# The Official Streamline F-450 Picture Thread



## StreamlineGT (Jul 4, 2009)

Check often for updates.


----------



## JumboJack (Aug 14, 2007)

That's a lot of truck...Very nice..

How many feet to the gallon does it get?:laughing:


----------



## StreamlineGT (Jul 4, 2009)

Approx. 52,800.


----------



## JFRAME (Aug 20, 2007)

THAT IS THE MOST BADASS WORK TRUCK I'VE EVER SEEN!!!!!:thumbsup:
I thought I had a great truck, but that is a f#@$%n war wagon!:notworthy


----------



## dkillianjr (Aug 28, 2006)

Very nice streamline! Gotta love those fords! Deffinetly keep us updated:thumbup:




Dave


----------



## Five Star (Jan 15, 2009)

Is it me or does it look tight in there>>? inside the body?? what is it 8' or 10' inside.?
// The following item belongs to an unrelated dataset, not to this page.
PR #389, opened 2019-04-29
DomainAuth sender

### LINKED ISSUE #386: Automatically determine method permission proofs
As of the horizontal modularity implementation in colonyNetwork, permissioned methods additionally accept `_permissionDomainId` and `_childSkillIndex` as arguments. These are used by the contract to determine whether the sender has permission in the relevant domain to perform the action they are attempting, without having to traverse the domain tree (expensive to do so).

LOOKS GREAT!! id line-x the lower half of the utility body and maybe the rocker panels of the truck if you plan on keeping it more that 3 yrs:thumbsup:
maybe tat will break the paint difference from front to back!

Now get it loaded and bring that thing to a job you been playing with this thing too long!!
If i was closer i stop buy and crack a bottle on the rear bumper and send her on the maiden voyage myself :laughing:


----------



## AustinDB (Sep 11, 2006)

I'm not familiar w/ the PSD fuel mileage...are you indicating it gets ~10mpg? Bet you could pull a tank with that rig!


----------



## StreamlineGT (Jul 4, 2009)

Five Star said:


> Is it me or does it look tight in there>>? inside the body?? what is it 8' or 10' inside.?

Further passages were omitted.